- Exercise goal -
Look below and pull out each line with the word "approved".

- Data for processing -
PR #7798, opened 2023-11-13
Changes to XDP Plugin metadata parsing

nishraptor:
Created a new structure to allow support for both compiler_report and aie_control_config.json file types.

Implementations are now under a base filetype class. The correct filetype is created at runtime and then used to extract the correct fields in the metadata.

Changes are also on x86 and edge devices

Tested on client devices


jvillarre (approved):

IshitaGhosh (commented):
Changes look good.

PR #7800, opened 2023-11-14
Add hybrid access to xrt::fence for cross-adapter sharing

stsoe:
Support allocating fence objects that are shared between hybrid devices. On Windows / MCDM this a cross-adapter fence.

Add new access mode `xrt::fence::access_mode::hybrid`.


stsoe:
retest this please - changed code is not used by example

PR #7802, opened 2023-11-15
AIE Trace implementation for client devices

nishraptor:
Added support for AIE Trace on Client Devices.

Created a new implementation specific to client devices. Added hooks in xdp/profile.cpp for the aie_trace plugin to be loaded when the correct settings are in the xrt.ini

Could break aie_trace on edge platforms due to changes in the plugin

Tested on client devices for core, shim, and memtile trace.


stsoe (approved):

jvillarre (approved):

pgschuey (approved):
Changes look good. The impact on edge was previously discussed and appropriately reduced.

PR #7811, opened 2023-11-21
Added temporary fix to write ap_start twice on trace S2MM cores (workaround for CR-1181692)

pgschuey:
Trace S2MM core does not start after application of a single ap_start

- Task solution -
jvillarre (approved):
stsoe (approved):
jvillarre (approved):
pgschuey (approved):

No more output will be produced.